--- DATASET Enclosed Below ---

Issue #1022, opened 2025-05-24
Feature request: Add `teams` attribute to data.pagerduty_escalation_policy


mdb:
Hi! Thanks for your work on `terraform-provider-pagerduty`.

I'd love for the [pagerduty_escalation_policy](https://registry.terraform.io/providers/PagerDuty/pagerduty/latest/docs/data-sources/escalation_policy) data source to support additional computed attributes, such as `teams` (currently already supported by the [pagerduty_escalation_policy resource](https://registry.terraform.io/providers/PagerDuty/pagerduty/latest/docs/resources/escalation_policy)).

This would unblock the ability to drive more dynamic Terraform configurations and even [custom conditions](https://developer.hashicorp.com/terraform/language/expressions/custom-conditions) via the ability to compute the teams associated with an escalation policy.

Thanks!

PR #1023, opened 2025-05-24
feat: esc policy data source supports teams/description

mdb:
This addresses issue #1022 and adds support for `teams` and `description` computed attributes to the `data.pagerduty_escalation_policy` data source.

### DIFF
--- a/pagerdutyplugin/data_source_pagerduty_escalation_policy.go
+++ b/pagerdutyplugin/data_source_pagerduty_escalation_policy.go
@@ -7,6 +7,7 @@ import (
 
 	"github.com/PagerDuty/go-pagerduty"
 	"github.com/PagerDuty/terraform-provider-pagerduty/util/apiutil"
+	"github.com/hashicorp/terraform-plugin-framework/attr"
 	"github.com/hashicorp/terraform-plugin-framework/datasource"
 	"github.com/hashicorp/terraform-plugin-framework/datasource/schema"
 	"github.com/hashicorp/terraform-plugin-framework/path"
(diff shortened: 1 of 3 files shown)


pagerdutyplugin/data_source_pagerduty_escalation_policy.go
```diff
@@ -26,6 +27,13 @@ func (*dataSourceEscalationPolicy) Schema(ctx context.Context, req datasource.Sc
 		Attributes: map[string]schema.Attribute{
 			"id":   schema.StringAttribute{Computed: true},
 			"name": schema.StringAttribute{Required: true},
+			"description": schema.StringAttribute{
+				Computed: true,
+			},
+			"teams": schema.ListAttribute{
+				Computed:    true,
+				ElementType: types.StringType,
```
cjgajard, line 35: Thank you for your contribution! We want to keep this provider as a mere reflection of the public API whenever possible. Can you please change teams to be a [list of API objects](https://developer.pagerduty.com/api-reference/51b21014a4f5a-list-escalation-policies) instead of a list of IDs? Also, for this to work you should add `Include: []string{"teams"}` to `pagerduty.ListEscalationPoliciesOptions` at line 53.

cjgajard (changes requested):

pagerdutyplugin/data_source_pagerduty_escalation_policy.go
mdb: > Also, for this to work you should add Include: []string{"teams"} to pagerduty.ListEscalationPoliciesOptions at line 53

I don't believe I should; `teams` is compute (and not exposed as a user-facing argument). It's intended to be the complete list of all teams returned by the API. Do you see things differently?

mdb: > Also, for this to work you should add Include: []string{"teams"} to pagerduty.ListEscalationPoliciesOptions at line 53.

Done!

cjgajard: Oh, great catch! Let's keep it this way then!

cjgajard (approved):
```
+go test ./pagerdutyplugin -run TestAccDataSourcePagerDutyEscalationPolicy_ -v
=== RUN   TestAccDataSourcePagerDutyEscalationPolicy_Basic
--- PASS: TestAccDataSourcePagerDutyEscalationPolicy_Basic (18.47s)
PASS
ok      github.com/PagerDuty/terraform-provider-pagerduty/pagerdutyplugin       19.219s
```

--- End of Enclosed DATASET ---

▶ _TASK STATEMENT_
Go through the data and show every line where "developer" occurs.

▶ _ANSWER SECTION_
This would unblock the ability to drive more dynamic Terraform configurations and even [custom conditions](https://developer.hashicorp.com/terraform/language/expressions/custom-conditions) via the ability to compute the teams associated with an escalation policy.
cjgajard, line 35: Thank you for your contribution! We want to keep this provider as a mere reflection of the public API whenever possible. Can you please change teams to be a [list of API objects](https://developer.pagerduty.com/api-reference/51b21014a4f5a-list-escalation-policies) instead of a list of IDs? Also, for this to work you should add `Include: []string{"teams"}` to `pagerduty.ListEscalationPoliciesOptions` at line 53.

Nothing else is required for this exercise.